WORKING DATA:
[Start of section]

PR #28794, opened 2023-10-25
operator: introduce Ingress cell

mhofstetter:
This commit moves the Ingress controller registration from the legacyOnLeader cell into its own cell.

In addition, the corresponding config properties have been moved into its own config struct `ingressConfig` where possible.

### DIFF
--- a/operator/pkg/ingress/cell.go
+++ b/operator/pkg/ingress/cell.go
@@ -1,0 +1,101 @@
+// SPDX-License-Identifier: Apache-2.0
+// Copyright Authors of Cilium
+
+package ingress
+
+import (
+	"context"
+	"fmt"
+
+	"github.com/spf13/pflag"
+
+	operatorK8s "github.com/cilium/cilium/operator/k8s"
+	operatorOption "github.com/cilium/cilium/operator/option"
+	"github.com/cilium/cilium/pkg/hive"
+	"github.com/cilium/cilium/pkg/hive/cell"
+	k8sClient "github.com/cilium/cilium/pkg/k8s/client"
+)
+
+// Cell manages the Kubernetes Ingress related controllers.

[End of section]

WORK REQUEST: Pick out every line of the listing containing the word "hive", and show those lines.

SOLUTION FOR THIS TASK:
+	"github.com/cilium/cilium/pkg/hive"
+	"github.com/cilium/cilium/pkg/hive/cell"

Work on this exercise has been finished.